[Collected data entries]
•••••
PR #6165, opened 2025-12-10
feat(db): add robust support for WP_CLI_MYSQLDUMP override with fallback handling

manhphuc:
This PR improves the SQL dump binary resolution logic used by `wp db export`.

## What this change does

- Adds safe, explicit support for overriding the dump client via the
  `WP_CLI_MYSQLDUMP` environment variable.
- Correctly handles both:
  - absolute executable paths
  - plain command names resolved through `PATH`
- Ignores invalid or non-executable absolute paths to avoid breaking `wp db export`.
- Falls back reliably to the appropriate default:
  - `mariadb-dump` on MariaDB installs
  - `mysqldump` otherwise

## Why this is useful

Many Docker-based or custom server environments provide only one of the dump
clients, or store it in a non-standard location. This update makes `wp db export`
more predictable and easier to configure across those setups.

## Testing

The change was tested in multiple scenarios:

1. **Valid absolute override**  
   `WP_CLI_MYSQLDUMP=/usr/bin/mysqldump` → export succeeds, correct binary selected.

2. **Invalid absolute override**  
   Non-existent file → ignored, fallback selected correctly.

3. **No environment override**  
   MariaDB installation correctly defaults to `mariadb-dump`.

All scenarios produced valid export files and correct debug messages.

---

Happy to adjust anything if needed. Thanks for reviewing!

### DIFF
--- a/php/utils.php
+++ b/php/utils.php
@@ -2058,34 +2058,52 @@ function get_mysql_dump_binary() {
 	// Honour explicit override when provided.
 	if ( is_string( $env ) && '' !== $env ) {
 
-		// Absolute path override: only trust when executable.
-		if ( is_path_absolute( $env ) ) {
-			if ( is_executable( $env ) ) {
-				WP_CLI::debug( sprintf(
-					'Using dump command from WP_CLI_MYSQLDUMP: %s',
+		// Command name override: allow system PATH resolution.
+		if ( ! is_path_absolute( $env ) ) {
+			WP_CLI::debug(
•••••
§ **The problem**:
In this exercise, you retype all of the data exactly as it appears above.

§ **Written answer**:
PR #6165, opened 2025-12-10
feat(db): add robust support for WP_CLI_MYSQLDUMP override with fallback handling

manhphuc:
This PR improves the SQL dump binary resolution logic used by `wp db export`.

## What this change does

- Adds safe, explicit support for overriding the dump client via the
  `WP_CLI_MYSQLDUMP` environment variable.
- Correctly handles both:
  - absolute executable paths
  - plain command names resolved through `PATH`
- Ignores invalid or non-executable absolute paths to avoid breaking `wp db export`.
- Falls back reliably to the appropriate default:
  - `mariadb-dump` on MariaDB installs
  - `mysqldump` otherwise

## Why this is useful

Many Docker-based or custom server environments provide only one of the dump
clients, or store it in a non-standard location. This update makes `wp db export`
more predictable and easier to configure across those setups.

## Testing

The change was tested in multiple scenarios:

1. **Valid absolute override**  
   `WP_CLI_MYSQLDUMP=/usr/bin/mysqldump` → export succeeds, correct binary selected.

2. **Invalid absolute override**  
   Non-existent file → ignored, fallback selected correctly.

3. **No environment override**  
   MariaDB installation correctly defaults to `mariadb-dump`.

All scenarios produced valid export files and correct debug messages.

---

Happy to adjust anything if needed. Thanks for reviewing!

### DIFF
--- a/php/utils.php
+++ b/php/utils.php
@@ -2058,34 +2058,52 @@ function get_mysql_dump_binary() {
 	// Honour explicit override when provided.
 	if ( is_string( $env ) && '' !== $env ) {
 
-		// Absolute path override: only trust when executable.
-		if ( is_path_absolute( $env ) ) {
-			if ( is_executable( $env ) ) {
-				WP_CLI::debug( sprintf(
-					'Using dump command from WP_CLI_MYSQLDUMP: %s',
+		// Command name override: allow system PATH resolution.
+		if ( ! is_path_absolute( $env ) ) {
+			WP_CLI::debug(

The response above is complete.